Ketika pengajian usai dan para santri sudah bubar, sebelum pulang pak kyai dan Ning ana, berdua menghampiri menantunya.
"Kenapa kamu gak masuk ke dalam masjid saja, Le. Kamu sakit?" tanyanya.
"Tidak kok, abah!"
"Lalu kenapa gak ikut jamaah subuh, gak biasanya kamu telat, kamu ketiduran? Istrimu aja ikut jamaah, tapi kamu malah enak-enakan ngorok! Malas amat jadi lelaki."
"Tidak kok, abah?" jawab sang menantu sambil menundukkan muka.
"Dari tadi jawaban kamu, tidak tidak melulu. Lalu kenapa? Jawab yang bener?"

Ning Ana hanya diam, sekali waktu membuang muka melihat suaminya dimarah oleh abahnya, ada perasaan puas melihat suaminya diam tak berkutik di depan mertuanya.

"Anu, abah... Bakiak saya dipakai Ning Ana!" jawab sang menantu sambil menunjuk kaki ning ana.

Jawaban singkat itu membuat ning ana tak berdaya, raut mukanya merona merah menahan malu. Belum pernah ia malu seperti ini, apalagi ini gara-gara bakiak.

"Kenapa kamu gak pakai bakiaknya ana saja?"
"Maaf, abah. Sebenarnya mau saya begitu, tapi saya belum izin sama yang punya. Jadi, dari pada dosa ghosob mending saya begini saja." jawab menantunya sambil memandang kakinya yang nyeker tanpa serandal.

Jawaban yang kedua kali ini membuat ning ana tambah malu, matanya mulai merah seperti hendak menangis.

Pak kyai bertambah bingung melihat Ning ana yang mulai menangis, "Apa-apaan sih kalian berdua ini, sama barang istri sendiri pakai izin segala? Ada apa ana?"

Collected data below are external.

Issue #2794, opened 2024-07-08
Build error with poetry build system


a18-kaushik:
### Prerequisites

- [X] I am using [the latest version of Locust](https://github.com/locustio/locust/releases/)
- [X] I am reporting a bug, not asking a question

### Description

Building editable for locust (pyproject.toml) ... error
  error: subprocess-exited-with-error

  × Building editable for locust (pyproject.toml) did not run successfully.
  │ exit code: 1
  ╰─> [38 lines of output]
      Building front end...
      Traceback (most recent call last):
        File "C:\Users\Administrator\Desktop\Akshit\locust\pre_build.py", line 14, in <module>
          build()
        File "C:\Users\Administrator\Desktop\Akshit\locust\pre_build.py", line 10, in build
          subprocess.run(["make", "frontend_build"])
        File "C:\Python312\Lib\subprocess.py", line 548, in run
          with Popen(*popenargs, **kwargs) as process:
               ^^^^^^^^^^^^^^^^^^^^^^^^^^^
        File "C:\Python312\Lib\subprocess.py", line 1026, in __init__
          self._execute_child(args, executable, preexec_fn, close_fds,
        File "C:\Python312\Lib\subprocess.py", line 1538, in _execute_child
          hp, ht, pid, tid = _winapi.CreateProcess(executable, args,
                             ^^^^^^^^^^^^^^^^^^^^^^^^^^^^^^^^^^^^^^^
      FileNotFoundError: [WinError 2] The system cannot find the file specified
      Traceback (most recent call last):
        File "C:\Python312\Lib\site-packages\pip\_vendor\pyproject_hooks\_in_process\_in_process.py", line 353, in <module>
          main()
        File "C:\Python312\Lib\site-packages\pip\_vendor\pyproject_hooks\_in_process\_in_process.py", line 335, in main
          json_out['return_val'] = hook(**hook_input['kwargs'])
                                   ^^^^^^^^^^^^^^^^^^^^^^^^^^^^
        File "C:\Python312\Lib\site-packages\pip\_vendor\pyproject_hooks\_in_process\_in_process.py", line 273, in build_editable
          return hook(wheel_directory, config_settings, metadata_directory)
                 ^^^^^^^^^^^^^^^^^^^^^^^^^^^^^^^^^^^^^^^^^^^^^^^^^^^^^^^^^^
[...]

PR #2801, opened 2024-07-10
Provide warning for local installs where yarn is not present

mquinnfd:
## Alter prebuild script to avoid `make` and check for `yarn`

This PR makes the pre-build script perform the same steps that the `make` command for building the project does, and provides the same error code where `yarn` is not present.

We try to avoid using `shell=True` and so need to split the command up

image

### DIFF
--- a/pre_build.py
+++ b/pre_build.py
@@ -1,8 +1,13 @@
 import os
 import subprocess
+from shutil import which
+from sys import exit
 
 
 def build() -> None:
+    if which("yarn") is None:
+        print("Locust requires the yarn binary to be available in this shell to build the web front-end.\nSee: https://docs.locust.io/en/stable/developing-locust.html#making-changes-to-locust-s-web-ui")
+        exit(1)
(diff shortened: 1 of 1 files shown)


pre_build.py
```diff
@@ -1,13 +1,21 @@
...
     if os.environ.get("SKIP_PRE_BUILD", "") == "true":
         print("Skipping front end build...")
         return
+    if which("yarn") is None:
+        print(
+            "Locust requires the yarn binary to be available in this shell to build the web front-end.\nSee: https://docs.locust.io/en/stable/developing-locust.html#making-changes-to-locust-s-web-ui"
+        )
+        exit(1)
     print("Building front end...")
-    subprocess.run(["make", "frontend_build"])
```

"Maafkan ana, abah! Selama 3 tahun ini, meski kami serumah, tapi kami tak pernah bertegur sapa. Sejak akad nikah aku berkata padanya, bahwa dia tak layak bagiku. Karena berbagai alasan aku menolaknya. Dia ku suruh diam, pura-pura diantara kami tidak ada apa-apa, Supaya abah tidak tahu akan hal ini. Dan itulah kata-kata pertama dan terakhirku pada mas aris." kata ana sesenggukan

"Jadi, diam-diam kamu menolak dengan pernikahan ini? Kamu gak mau bersuamikan dia, gitu?"

"Awalnya sih gitu, abah. Dulu ana menganggap bahwa mas aris adalah takdir buruk yang ana terima. Mengingat ana adalah tamatan perguruan tinggi islam dan bertitel S2 bahasa arab, sedangkan mas aris hanya tamatan pesantren desa. Namun baru hari ini ana menyadari, bahwa pilihan abah benar. Dia benar-benar lelaki yang bertanggung jawab dan setia, tak pernah membuat malu dan sakit hati aku, meski aku sangat jijik melihatnya. Aku benar-benar bersalah dan minta maaf atas kelakuan ana selama ini pada abah, ana menxesal abah, telah mengecewakan abah dan mas aris!"

Singkat cerita, mas aris sang suamipun dengan ikhlas memaafkannya, setahun kemudian ning ana mulai hamil. Dan ketika aku tulis kisah ini, mereka sudah dikaruniai 5 orang anak yang manis-manis.

Semoga kita mengambil hikmah kisah ini.

(CAP: Cerita Anak Pesantren, Karya Jun Haris)

Komentar

Postingan populer dari blog ini

Sejarah Pon Pes Attauhidiyyah Tegal

Pondok Pesantren Attauhidiyyah yang terletak di Desa Cikura, Kecamatan Bojong, Kabupaten Tegal, Provinsi Jawa Tengah. Lokasinya yang berada di ketinggian, tepatnya di bawah kaki Gunung Slamet, tak jauh dari kawasan wisata Guci, bertemperatur udara yang cukup dingin. Untuk menuju lokasi pesantren tersebut, kita harus melalui jalan yang menanjak, berkelok, melintasi ladang tebu, persawahan, dan pepohonan yang rindang. Bulan juni kemaren Ponpes Attauhidiyyah dipilih sebagai tempat kegiatan Ijtima’ Ulama Komisi Fatwa se – Indonesia ke V, sejak 7-10 Juni 2015. Melihat fisik bangunan Ponpes yang dipimpin oleh KH. Ahmad Saidi, terlihat pembangunannya yang sedang dalam proses penyelesaian, terutama asrama santri dan masjid. Pondok Pesantren At Tauhidiyah didirikan terbilang ponpes tertua di Tegal. Pon Pes Attauhidiyyah Didirikan oleh KH. Armia pada tahun 1880, di desa Cikura, Kecamatan Bojong, Kabupaten Tegal, Provinsi Jawa Tengah. Desa Cikura yang konon awalnya bernama desa Pemulia...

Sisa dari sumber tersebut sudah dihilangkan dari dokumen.